Stored data:
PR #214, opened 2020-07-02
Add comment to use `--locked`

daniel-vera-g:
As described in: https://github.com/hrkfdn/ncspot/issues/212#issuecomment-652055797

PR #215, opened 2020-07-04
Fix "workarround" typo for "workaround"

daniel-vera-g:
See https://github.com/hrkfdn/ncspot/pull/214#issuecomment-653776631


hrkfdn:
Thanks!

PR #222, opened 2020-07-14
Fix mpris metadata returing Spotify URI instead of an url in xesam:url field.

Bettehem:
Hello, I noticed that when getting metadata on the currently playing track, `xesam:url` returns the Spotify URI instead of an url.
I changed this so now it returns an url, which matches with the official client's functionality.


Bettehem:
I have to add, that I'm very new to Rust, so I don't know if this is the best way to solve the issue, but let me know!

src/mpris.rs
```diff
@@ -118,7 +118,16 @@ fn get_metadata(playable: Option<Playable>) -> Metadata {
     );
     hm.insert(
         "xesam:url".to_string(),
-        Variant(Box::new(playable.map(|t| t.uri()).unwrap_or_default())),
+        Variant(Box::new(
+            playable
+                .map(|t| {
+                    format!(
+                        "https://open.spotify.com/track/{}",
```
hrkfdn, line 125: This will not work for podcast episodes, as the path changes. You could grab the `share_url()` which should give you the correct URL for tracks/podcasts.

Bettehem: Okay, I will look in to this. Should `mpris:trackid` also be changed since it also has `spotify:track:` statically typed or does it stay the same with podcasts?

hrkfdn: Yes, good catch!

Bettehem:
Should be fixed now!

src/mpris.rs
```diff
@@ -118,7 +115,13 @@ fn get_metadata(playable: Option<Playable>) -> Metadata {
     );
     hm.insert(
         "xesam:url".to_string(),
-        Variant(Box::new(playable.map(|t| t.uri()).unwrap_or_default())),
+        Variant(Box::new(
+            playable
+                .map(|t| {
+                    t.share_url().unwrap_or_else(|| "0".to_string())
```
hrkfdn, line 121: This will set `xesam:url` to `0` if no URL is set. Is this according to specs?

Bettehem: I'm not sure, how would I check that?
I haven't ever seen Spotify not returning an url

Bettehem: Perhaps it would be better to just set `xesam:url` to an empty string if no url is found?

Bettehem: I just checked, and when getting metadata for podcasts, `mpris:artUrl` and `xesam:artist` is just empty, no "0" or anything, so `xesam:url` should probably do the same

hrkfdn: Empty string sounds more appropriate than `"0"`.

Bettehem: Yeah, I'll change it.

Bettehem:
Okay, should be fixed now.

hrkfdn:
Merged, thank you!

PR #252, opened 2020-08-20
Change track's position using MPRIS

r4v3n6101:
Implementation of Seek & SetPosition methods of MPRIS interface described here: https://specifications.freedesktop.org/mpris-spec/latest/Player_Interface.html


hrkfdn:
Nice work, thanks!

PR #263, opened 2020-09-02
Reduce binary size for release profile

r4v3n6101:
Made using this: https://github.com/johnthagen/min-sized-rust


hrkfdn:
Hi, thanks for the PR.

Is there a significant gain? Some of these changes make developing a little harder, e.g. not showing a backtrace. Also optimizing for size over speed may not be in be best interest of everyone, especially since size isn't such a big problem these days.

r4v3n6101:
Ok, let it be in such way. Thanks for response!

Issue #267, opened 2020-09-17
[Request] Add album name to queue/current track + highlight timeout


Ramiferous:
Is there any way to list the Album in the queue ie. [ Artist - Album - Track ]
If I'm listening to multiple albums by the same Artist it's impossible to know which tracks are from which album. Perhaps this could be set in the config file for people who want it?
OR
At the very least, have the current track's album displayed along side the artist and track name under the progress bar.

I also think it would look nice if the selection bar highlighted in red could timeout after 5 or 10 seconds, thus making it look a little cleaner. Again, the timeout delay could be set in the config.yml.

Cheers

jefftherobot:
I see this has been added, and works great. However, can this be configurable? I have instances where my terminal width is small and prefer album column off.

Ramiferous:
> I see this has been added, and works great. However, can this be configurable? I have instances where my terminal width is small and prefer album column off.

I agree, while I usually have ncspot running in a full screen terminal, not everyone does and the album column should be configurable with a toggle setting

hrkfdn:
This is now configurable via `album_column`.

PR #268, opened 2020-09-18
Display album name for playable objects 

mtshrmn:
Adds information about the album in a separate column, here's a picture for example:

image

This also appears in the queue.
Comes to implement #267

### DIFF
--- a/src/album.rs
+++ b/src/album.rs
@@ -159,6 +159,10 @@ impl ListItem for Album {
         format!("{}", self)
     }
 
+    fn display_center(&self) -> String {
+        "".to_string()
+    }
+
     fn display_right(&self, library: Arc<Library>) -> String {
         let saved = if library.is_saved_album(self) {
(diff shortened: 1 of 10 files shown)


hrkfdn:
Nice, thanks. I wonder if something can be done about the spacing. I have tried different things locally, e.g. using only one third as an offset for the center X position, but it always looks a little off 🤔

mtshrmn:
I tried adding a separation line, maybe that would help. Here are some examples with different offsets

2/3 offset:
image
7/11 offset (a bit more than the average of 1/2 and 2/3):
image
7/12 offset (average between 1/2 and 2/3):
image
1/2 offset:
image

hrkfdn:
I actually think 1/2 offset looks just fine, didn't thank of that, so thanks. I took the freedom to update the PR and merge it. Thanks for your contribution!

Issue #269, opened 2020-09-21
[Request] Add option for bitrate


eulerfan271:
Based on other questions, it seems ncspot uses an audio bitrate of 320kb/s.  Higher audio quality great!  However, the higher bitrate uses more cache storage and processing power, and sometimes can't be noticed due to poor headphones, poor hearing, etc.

Your task: Set down each entry above again exactly as it reads.

Answer area:
PR #214, opened 2020-07-02
Add comment to use `--locked`

daniel-vera-g:
As described in: https://github.com/hrkfdn/ncspot/issues/212#issuecomment-652055797

PR #215, opened 2020-07-04
Fix "workarround" typo for "workaround"

daniel-vera-g:
See https://github.com/hrkfdn/ncspot/pull/214#issuecomment-653776631


hrkfdn:
Thanks!

PR #222, opened 2020-07-14
Fix mpris metadata returing Spotify URI instead of an url in xesam:url field.

Bettehem:
Hello, I noticed that when getting metadata on the currently playing track, `xesam:url` returns the Spotify URI instead of an url.
I changed this so now it returns an url, which matches with the official client's functionality.


Bettehem:
I have to add, that I'm very new to Rust, so I don't know if this is the best way to solve the issue, but let me know!

src/mpris.rs
```diff
@@ -118,7 +118,16 @@ fn get_metadata(playable: Option<Playable>) -> Metadata {
     );
     hm.insert(
         "xesam:url".to_string(),
-        Variant(Box::new(playable.map(|t| t.uri()).unwrap_or_default())),
+        Variant(Box::new(
+            playable
+                .map(|t| {
+                    format!(
+                        "https://open.spotify.com/track/{}",
```
hrkfdn, line 125: This will not work for podcast episodes, as the path changes. You could grab the `share_url()` which should give you the correct URL for tracks/podcasts.

Bettehem: Okay, I will look in to this. Should `mpris:trackid` also be changed since it also has `spotify:track:` statically typed or does it stay the same with podcasts?

hrkfdn: Yes, good catch!

Bettehem:
Should be fixed now!

src/mpris.rs
```diff
@@ -118,7 +115,13 @@ fn get_metadata(playable: Option<Playable>) -> Metadata {
     );
     hm.insert(
         "xesam:url".to_string(),
-        Variant(Box::new(playable.map(|t| t.uri()).unwrap_or_default())),
+        Variant(Box::new(
+            playable
+                .map(|t| {
+                    t.share_url().unwrap_or_else(|| "0".to_string())
```
hrkfdn, line 121: This will set `xesam:url` to `0` if no URL is set. Is this according to specs?

Bettehem: I'm not sure, how would I check that?
I haven't ever seen Spotify not returning an url

Bettehem: Perhaps it would be better to just set `xesam:url` to an empty string if no url is found?

Bettehem: I just checked, and when getting metadata for podcasts, `mpris:artUrl` and `xesam:artist` is just empty, no "0" or anything, so `xesam:url` should probably do the same

hrkfdn: Empty string sounds more appropriate than `"0"`.

Bettehem: Yeah, I'll change it.

Bettehem:
Okay, should be fixed now.

hrkfdn:
Merged, thank you!

PR #252, opened 2020-08-20
Change track's position using MPRIS

r4v3n6101:
Implementation of Seek & SetPosition methods of MPRIS interface described here: https://specifications.freedesktop.org/mpris-spec/latest/Player_Interface.html


hrkfdn:
Nice work, thanks!

PR #263, opened 2020-09-02
Reduce binary size for release profile

r4v3n6101:
Made using this: https://github.com/johnthagen/min-sized-rust


hrkfdn:
Hi, thanks for the PR.

Is there a significant gain? Some of these changes make developing a little harder, e.g. not showing a backtrace. Also optimizing for size over speed may not be in be best interest of everyone, especially since size isn't such a big problem these days.

r4v3n6101:
Ok, let it be in such way. Thanks for response!

Issue #267, opened 2020-09-17
[Request] Add album name to queue/current track + highlight timeout


Ramiferous:
Is there any way to list the Album in the queue ie. [ Artist - Album - Track ]
If I'm listening to multiple albums by the same Artist it's impossible to know which tracks are from which album. Perhaps this could be set in the config file for people who want it?
OR
At the very least, have the current track's album displayed along side the artist and track name under the progress bar.

I also think it would look nice if the selection bar highlighted in red could timeout after 5 or 10 seconds, thus making it look a little cleaner. Again, the timeout delay could be set in the config.yml.

Cheers

jefftherobot:
I see this has been added, and works great. However, can this be configurable? I have instances where my terminal width is small and prefer album column off.

Ramiferous:
> I see this has been added, and works great. However, can this be configurable? I have instances where my terminal width is small and prefer album column off.

I agree, while I usually have ncspot running in a full screen terminal, not everyone does and the album column should be configurable with a toggle setting

hrkfdn:
This is now configurable via `album_column`.

PR #268, opened 2020-09-18
Display album name for playable objects 

mtshrmn:
Adds information about the album in a separate column, here's a picture for example:

image

This also appears in the queue.
Comes to implement #267

### DIFF
--- a/src/album.rs
+++ b/src/album.rs
@@ -159,6 +159,10 @@ impl ListItem for Album {
         format!("{}", self)
     }
 
+    fn display_center(&self) -> String {
+        "".to_string()
+    }
+
     fn display_right(&self, library: Arc<Library>) -> String {
         let saved = if library.is_saved_album(self) {
(diff shortened: 1 of 10 files shown)


hrkfdn:
Nice, thanks. I wonder if something can be done about the spacing. I have tried different things locally, e.g. using only one third as an offset for the center X position, but it always looks a little off 🤔

mtshrmn:
I tried adding a separation line, maybe that would help. Here are some examples with different offsets

2/3 offset:
image
7/11 offset (a bit more than the average of 1/2 and 2/3):
image
7/12 offset (average between 1/2 and 2/3):
image
1/2 offset:
image

hrkfdn:
I actually think 1/2 offset looks just fine, didn't thank of that, so thanks. I took the freedom to update the PR and merge it. Thanks for your contribution!

Issue #269, opened 2020-09-21
[Request] Add option for bitrate


eulerfan271:
Based on other questions, it seems ncspot uses an audio bitrate of 320kb/s.  Higher audio quality great!  However, the higher bitrate uses more cache storage and processing power, and sometimes can't be noticed due to poor headphones, poor hearing, etc.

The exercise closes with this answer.